Josh and I will be vending there. Already placed an order for some feeders from Mike Shrom, but will be looking for any other types of isopods/springtails.

If you want us to bring anything, just place an order on joshsfrogs.com, select 'pick up' for shipping, and leave a note in the comments section asking us to bring it to the show.


----------



## DCreptiles

zBrinks said:


> Josh and I will be vending there. Already placed an order for some feeders from Mike Shrom, but will be looking for any other types of isopods/springtails.
> 
> If you want us to bring anything, just place an order on joshsfrogs.com, select 'pick up' for shipping, and leave a note in the comments section asking us to bring it to the show.

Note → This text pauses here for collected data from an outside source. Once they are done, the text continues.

PR #3915, opened 2020-10-21
Install systemd system-environment-generator

pwithnall:
See the commit messages. This installs the existing user-environment-generator as a system-environment-generator too, so that listing flatpaks can work when setting up the parental controls in gnome-initial-setup (which is done outside of a user session).

### DIFF
--- a/app/flatpak-main.c
+++ b/app/flatpak-main.c
@@ -50,6 +50,8 @@ static gboolean opt_default_arch;
 static gboolean opt_supported_arches;
 static gboolean opt_gl_drivers;
 static gboolean opt_list_installations;
+static gboolean opt_print_updated_env;
+static gboolean opt_print_system_only;
 static gboolean opt_user;
 static gboolean opt_system;
 static char **opt_installations;
@@ -168,6 +170,8 @@ static GOptionEntry empty_entries[] = {
   { "supported-arches", 0, 0, G_OPTION_ARG_NONE, &opt_supported_arches, N_("Print supported arches and exit"), NULL },
   { "gl-drivers", 0, 0, G_OPTION_ARG_NONE, &opt_gl_drivers, N_("Print active gl drivers and exit"), NULL },
   { "installations", 0, 0, G_OPTION_ARG_NONE, &opt_list_installations, N_("Print paths for system installations and exit"), NULL },
+  { "print-updated-env", 0, 0, G_OPTION_ARG_NONE, &opt_print_updated_env, N_("Print the updated environment needed to run flatpaks"), NULL },
+  { "print-system-only", 0, 0, G_OPTION_ARG_NONE, &opt_print_system_only, N_("Only include the system installation with --print-updated-env"), NULL },
   { NULL }
 };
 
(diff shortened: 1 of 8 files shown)


wjt:
I don't quite understand why this is necessary – initial setup is launched from a systemd user session. Perhaps it's in the wrong order relative to the generated unit?

pwithnall:
> I don't quite understand why this is necessary – initial setup is launched from a systemd user session. Perhaps it's in the wrong order relative to the generated unit?

I don’t quite understand either, but my guess from the output of `systemd-cgls` is that your process has to be underneath `user@110.service` in order to be in the ‘user’ session (the `Exec` line of `user@.service` is `systemd` itself). `gnome-initial-setup` is underneath `user-110.slice` and `session-c1.scope`, but not underneath `user@110.service`.

Does that make sense, or am I misinterpreting. I can’t find anything in the systemd environment-generator man pages about when exactly the system and user envgens are run.

wjt:
I've reached the limit of my knowledge here, I'm afraid. I think the people most familiar with the intricacies of gnome-session versus systemd user session versus initial setup are Ben Berg & Iain Lane.

pwithnall:
From [the systemd code](https://github.com/systemd/systemd/blob/master/src/core/manager.c#L4071), the set of generators run is directly controlled by whether it’s being done by `systemd --system` or `systemd --user`. `MANAGER_IS_SYSTEM()` is true for the former and not for the latter. `manager_run_environment_generators()` is run early on during `main()` of `systemd`.

Quoting from [this helpful manpage](https://www.freedesktop.org/software/systemd/man/user@.service.html#):
> User processes may be started by the `user@.service` instance, in which case they will be part of that unit in the system hierarchy. They may also be started elsewhere, for example by `sshd(8)` or a display manager like `gdm`, in which case they form a `.scope` unit (see `systemd.scope(5)`). Both `user@UID.service` and the scope units are collected under the `user-UID.slice`.

That makes it pretty clear that gnome-initial-setup is *not* running within the systemd user session, since it’s not beneath `user@110.service` in the hierarchy. (Whether that’s how we actually want things set up is a different question.)

So I think that gives me more confidence that this PR is the right approach, even if my bash is shonky.

env.d/60-flatpak
```diff
@@ -1,5 +1,14 @@
 #!/bin/bash
 
+# Only include the ~/.local/share/flatpak path if this is being run as a *user*
+# environment generator. If run as a *system* environment generator, only
+# include the system installations.
+if [[ "$(basename $(dirname $0))" == "user-environment-generators" ]]; then
```
jprvita, line 6: Can't the basename be changed at config time by `--with-systemduserenvgendir`?

pwithnall: Hmm, that’s true, although more likely than not the distro would choose something which still ends in `user-environment-generators`, but with a different prefix.

If anyone can think of a better way to differentiate between the system and user generators from their process context, I’m all ears! I was trying to avoid installing and maintaining two almost-identical scripts.

Come to think of it, one of the installed ones could be a copy to the other, and then perhaps the file type of `$0` could be used to work out which one’s which? That’s starting to feel very hacky and implicit though.

I’ll wait for some feedback from a flatpak maintainer before making any further changes here.

alexlarsson:
Honestly, it seems weird to have  g-i-s not running in a "user session", but I guess it is what it is.

However, I feel that moving this to the system generators risk affecting a much wider set of machines, including those used mostly as a server, which increases both the risk an cost of this.

In particular, I worry a bit about running a complex script like this for everyone in a serialized way during startup.

So, if we were to do this, i would much prefer if the actual generator looked something like:

```
#!/bin/sh

flatpak --print-updated-env
```
That way we rely much less on complex bash stuff and launch a lot less processes.

alexlarsson:
I guess in this case we want two different scripts, one that also passes some `--system-only` argument.

pwithnall:
> #!/bin/sh
> 
> flatpak --print-updated-env

Does this `--print-updated-env` argument exist already, or are you suggesting I add it? (That’s fine, just making sure I’m not missing some pre-existing argument!)

alexlarsson:
> Does this `--print-updated-env` argument exist already, or are you suggesting I add it? `git grep` says it doesn’t exist. (That’s fine, just making sure I’m not missing some pre-existing argument!)

I mean add something like it.

pwithnall:
Updated to add new `--print-updated-env` and `--system-only` arguments to `flatpak`, and use them in the envgen scripts.

pwithnall:
Test failure appears to be an unrelated timeout

pwithnall:
(rebased, no changes; let’s see if the CI behaves this time)

app/flatpak-main.c
```diff
@@ -168,6 +170,8 @@ static GOptionEntry empty_entries[] = {
   { "supported-arches", 0, 0, G_OPTION_ARG_NONE, &opt_supported_arches, N_("Print supported arches and exit"), NULL },
   { "gl-drivers", 0, 0, G_OPTION_ARG_NONE, &opt_gl_drivers, N_("Print active gl drivers and exit"), NULL },
   { "installations", 0, 0, G_OPTION_ARG_NONE, &opt_list_installations, N_("Print paths for system installations and exit"), NULL },
+  { "print-updated-env", 0, 0, G_OPTION_ARG_NONE, &opt_print_updated_env, N_("Print the updated environment needed to run flatpaks"), NULL },
+  { "system-only", 0, 0, G_OPTION_ARG_NONE, &opt_system_only, N_("Only include the system installation with --print-updated-env"), NULL },
```
alexlarsson, line 174: I think this should maybe be less generic, as it will be available in all commands (and e.g. "clash" with flatpak install --system). Maybe --print-system-only?

alexlarsson:
I wonder if we could have and argument for print format and use this in profile/flatpak.sh too

app/flatpak-main.c
pwithnall: Changed it to `--print-system-only`

pwithnall:
> I wonder if we could have and argument for print format and use this in profile/flatpak.sh too

Can this be left for a follow-up PR please? It’s starting to creep outside the scope of “fix listing flatpaks in gnome-initial-setup”.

it will be a pleasure to finally meet both of you. and i do have various types of springtails well established cultures of all sizes. but they sell out fast everytime i have them at meets and such. if theres something particular you want just shoot me a pm and ill put it to the side if not ill have standard 32oz cultures for sale some freshly started and some pre started from almost 2 weeks ago and just getting established.


----------



## Alpha Pro Breeders

Alpha Pro Breeders will be vending there too.


----------



## tclipse

I'll be attending, looking for vents (esp. red, but really any), or maybe even something along the lines of varadero.. definitely always open to diff. types of feeders. I'm also trying to find a more "twiggy" type of mold-resistant wood for my pygmy leaf chams.


----------



## boogsawaste

I'll probably be there. I might already have a buyer for my azureus pair but if not they will be available. Probably at Frogs N Things table.


----------



## HunterB

I hope I can go but i dont know yet. If I do Ill be wearing a name tag denoting that I'm HunterB from DB haha makes things simple. Depends hows I feel from surgery...


----------



## pa.walt

hey derek not sure how planed out you are on set up but 8ft. table gets pretty small with all the stuff you wrote that you want to bring. if you have some sort of rack to go vertical with your product do that. i know when i helped my friend vendor that 8ft got small quickly.


----------



## heatfreakk3

Everything is soo far away from me..


----------



## Jason DeSantis

I will be splitting part of a table with Derek. Since I wont have much room to display items anyone who wants to order and have it for the show can place an order on Dartfrog Megastore and choose store pickup with a note to deliver it to hamburg show. All orders will need to be placed by thursday night before the show. The only thing I really have room to show are some broms and other plants. So anything else will need to be preordered.
J


----------



## Michael Shrom

I'll be there. I'll have a small display of axolotls and salamanders. Most of my amphibians will be in coolers if the weather turns out to be normal for this time of the year. I'll have turkish glider melanogaster, apterous melanogaster, pea beetles, and springtails for feeders. I might have extra isopods but kind of doubt it. I'm looking for P. terribilis but have not made up my mind about color phase.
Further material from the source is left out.